Ebu Gayt, “Yeni ABD yönetiminin iktidarı üstlenmesiyle, bu yolu düzeltme ve referans çerçevesi olarak uluslararası hukuka dayalı gerçek bir barış süreci başlatma fırsatı vardır” dedi.
Genel Sekreter bakanlara hitaben konuşmasına şöyle devam etti;
“Küresel kamuoyunu harekete geçirmeyi, bölgemizde kapsamlı ve sürdürülebilir bir barış için uluslararası toplumun dikkatini haklı davamıza çekmeyi amaçlayan uzun bir diplomatik mücadeleye kendimizi hazırlanmalıyız.”

Yemen meselesi
Yemen konusuna değinen Ebu Gayt, “Husilerin şehri kontrol etmek ve doğal kaynaklarını yağmalamak amacıyla 7 Şubat’tan beri Marib cephesinde gerginliği tırmandırmaya yönelik sistematik eylemlerini görüyoruz.

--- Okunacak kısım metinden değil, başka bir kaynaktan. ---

Issue #763, opened 2021-01-26
Infinispan cluster shutdown/restart problem


mirostary:
Hello, 
I’m trying to restart the Infinispan cluster on OCP4.6. Basically, I apply this YAML:

```
apiVersion: infinispan.org/v1
kind: Infinispan
metadata:
  name: a-tests-infinispan-cluster
  namespace: datagrid-cluster
spec:
  replicas: 2
  service:
    type: DataGrid
  container:
    storage: 2Gi
    extraJvmOpts: "-XX:NativeMemoryTracking=summary"
    cpu: "2000m"
    memory: 1Gi
  security:
    endpointSecretName: connect-secret
    endpointEncryption:
      type: Secret
      certSecretName: tls-secret
  expose:
    type: LoadBalancer
```

Then I change the number of replicas to 0 and apply again. And here is the problem, sometimes the cluster got the “stopping” condition (just stop the pods), and sometimes it got the “gracefulShutdown” condition (terminate the pods)… I wasn’t able to find out why I got a different condition when I didn't change anything.

I tried changing the `.spec.container` settings but without success. I wasn’t able to find out the reason in the guide... Do you know where is the problem?

I have installed the Datagrid operator 8.1.3 in another namespace and it is watching the namespace "datagrid-cluster".
The Openshift version is 4.6.9

dmvolod:
Test sometimes hangs with following status, i.e. `Stopping` condition has not been cleared in some cases, however `WellFormed` condition is set to `True`
```
  status:
    conditions:
    - status: "True"
      type: PreliminaryChecksPassed
    - message: 'View: test-check-data-survive-to-shutdown-0-2251'
      status: "True"
      type: WellFormed
    - status: "True"
      type: Stopping
    consoleUrl: http://172.18.0.2:32041/console
    podStatus:
      ready:
      - test-check-data-survive-to-shutdown-1
    statefulSetName: test-check-data-survive-to-shutdown
```

ryanemerson:
Closing as it should be resolved by https://github.com/infinispan/infinispan-operator/issues/1154 in 2.2.4.

PR #1152, opened 2021-06-18
ConfigMap changes on update cause startup failures #1150

ryanemerson:


pkg/controller/infinispan/resources/config/config_controller.go
```diff
@@ -74,6 +75,16 @@ func Add(mgr manager.Manager) error {
 }
 
 func (c *configResource) Process() (reconcile.Result, error) {
+	// Don't update the ConfigMap if an update will be required
+	if req, err := ispnctrl.IsUpgradeRequired(c.infinispan); req || err != nil {
+		return reconcile.Result{RequeueAfter: consts.DefaultWaitOnCreateResource}, nil
+	}
+
+	// If an upgrade is in progress wait for it to complete before updating the ConfigMap
+	if c.infinispan.IsAnyCondititionTrue(ispnv1.ConditionUpgrade, ispnv1.ConditionStopping) {
```
dmvolod, line 84: If #763 wouldn't be fixed, this code cause continuous loop

ryanemerson: True. I wasn't aware of that issue. That issue needs to be fixed eventually, but I don't think it should stop this fix. Worst case scenario the ConfigMap retains the old data whilst `ConditionStopping` and the config-controller will loop until this is resolved.

dmvolod: Probably, we could validate upgrade condition again here, i.e. no Pods or Pods with DEFAULT_IMAGE different from operator configuration

pkg/controller/infinispan/infinispan_controller.go
```diff
@@ -706,16 +719,23 @@ func (r *ReconcileInfinispan) scheduleUpgradeIfNeeded(infinispan *infinispanv1.I
...
+	if err != nil {
+		return false, err
 	}
-	return nil, nil
+	return upgradeRequired(infinispan, podList)
+}
+
+func PodList(infinispan *infinispanv1.Infinispan) (*corev1.PodList, error) {
+	podList := &corev1.PodList{}
+	if err := kubernetes.ResourcesList(infinispan.Namespace, PodLabels(infinispan.Name), podList); err != nil {
```
dmvolod, line 735: can we just return `podList, err` without validation?

pkg/controller/infinispan/infinispan_controller.go
```diff
@@ -683,19 +683,32 @@ func (r *ReconcileInfinispan) upgradeInfinispan(infinispan *infinispanv1.Infinis
 }
 
 func (r *ReconcileInfinispan) scheduleUpgradeIfNeeded(infinispan *infinispanv1.Infinispan, podList *corev1.PodList, logger logr.Logger) (*reconcile.Result, error) {
+	if upgrade, err := upgradeRequired(infinispan, podList); upgrade || err != nil {
+		if err := r.update(infinispan, func() {
+			logger.Info("schedule an Infinispan cluster upgrade", "pod default image", podList.Items[0].Spec.Containers[0], "desired image", consts.DefaultImageName)
```
dmvolod, line 688: Probably image is missing, whole container will be printing

pkg/controller/infinispan/resources/config/config_controller.go
ryanemerson: That's handled in the call to `if req, err := ispnctrl.IsUpgradeRequired(c.infinispan); req || err != nil {`

pkg/controller/infinispan/infinispan_controller.go
ryanemerson: I don't understand what you mean? In order for `upgradeRequired` to return true, it's necessary for `len(podList) > 0`.

pkg/controller/infinispan/resources/config/config_controller.go
dmvolod: Why we need additional validation ` c.infinispan.IsAnyCondititionTrue` in this case?

pkg/controller/infinispan/infinispan_controller.go
dmvolod: `podList.Items[0].Spec.Containers[0]` returns whole container object, not an image

pkg/controller/infinispan/resources/config/config_controller.go
ryanemerson: They handle two different scenarios. The first if statement is to guard against the config-controller processing Infinispan before infinispan_controller can initiate the upgrade and sets the appropriate conditions. The second if statement ensures that if a upgrade has been initiated, we don't update the Config until after the original cluster pods have been shutdown.

dmvolod: I'm not sure, but seems to new Pods never will have new DEFAULT_IMAGE value till upgrade has finished. Seems to second validation is bit redundant, but maybe I'm wrong

pkg/controller/infinispan/infinispan_controller.go
ryanemerson: Gotcha! My copy and paste skills failed me there. Updated.

pkg/controller/infinispan/resources/config/config_controller.go
ryanemerson: > Seems to second validation is bit redundant, but maybe I'm wrong

Hmm actually I think you're right, as `IsUpgradeRequired` already checks if `ConditionUpgrade` is true. I'll try removing and verify locally.

dmvolod: Yes, `ispnv1.ConditionStopping` a bit danger validation as it's related to graceful shutdown also. But in this case we can free to change any config, as it's not upgrade

pkg/controller/infinispan/infinispan_controller.go
```diff
@@ -706,16 +720,20 @@ func (r *ReconcileInfinispan) scheduleUpgradeIfNeeded(infinispan *infinispanv1.I
...
+	if err != nil {
+		return false, err
 	}
-	return nil, nil
+	return upgradeRequired(infinispan, podList)
+}
+
+func PodList(infinispan *infinispanv1.Infinispan) (*corev1.PodList, error) {
+	podList := &corev1.PodList{}
+	return podList, kubernetes.ResourcesList(infinispan.Namespace, PodLabels(infinispan.Name), podList)
```
dmvolod, line 736: seems to we need execute `err := kubernetes.ResourcesList(infinispan.Namespace, PodLabels(infinispan.Name), podList)` and then `return podList, err`
May be I'm wrong

pkg/controller/infinispan/resources/config/config_controller.go
ryanemerson: Do we use graceful shutdown for anything other than upgrades?

dmvolod: Yes, sure. If anyone defines replicas=0 operator will execute graceful shutdown

pkg/controller/infinispan/infinispan_controller.go
ryanemerson: I don't think it matters, as `podList` is just a pointer. The call to `ResourcesList` updates the value associated with the pointer.

pkg/controller/infinispan/resources/config/config_controller.go
ryanemerson: Ok, in that case it should be fine to remove the `ConditionUpgrade` check as scaling the cluster back up will contain the same Infinispan version and so we can't run into this issue.

dmvolod (approved):

PR #1145, opened 2021-06-17
Grafana replica pod filter

wburns:
Fixes https://github.com/infinispan/infinispan-operator/issues/1144

This is based off of https://github.com/infinispan/infinispan-operator/pull/1141 to prevent conflict.

PR #1158, opened 2021-06-21
Grafana memory filter by cluster

### LINKED ISSUE #1157: Grafana Memory requests and limits show other pods in same namespace
We should change the query so it only counts pods that are for our Infinispan cluster.

This should be doable by changing the query to ﻿pod﻿ =~﻿"$cluster-[0-9]+". This relies upon our pod names being derived from the cluster name with - and numbers being appended, which it does currently. This should also prevent clusters with the same name collapsing on each other as well.

Also should add the pod name to the label.

wburns:
Fixes #1157 

This is based on #1145 to prevent conflict.


rigazilla (approved):

wburns:
Rebased

rigazilla:
merged, thanks @wburns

Askeri tırmanış, bir milyondan fazla Yemenli mülteci için güvenli bir sığınak olan bölgeden on binlerce kişinin kaçmasına neden oldu. Husilerin eylemleri, arzularına hitap ediyor ve Yemen’i müzakere kartı olarak kullanan pervasız bir stratejinin uygulanması anlamına geliyor” dedi.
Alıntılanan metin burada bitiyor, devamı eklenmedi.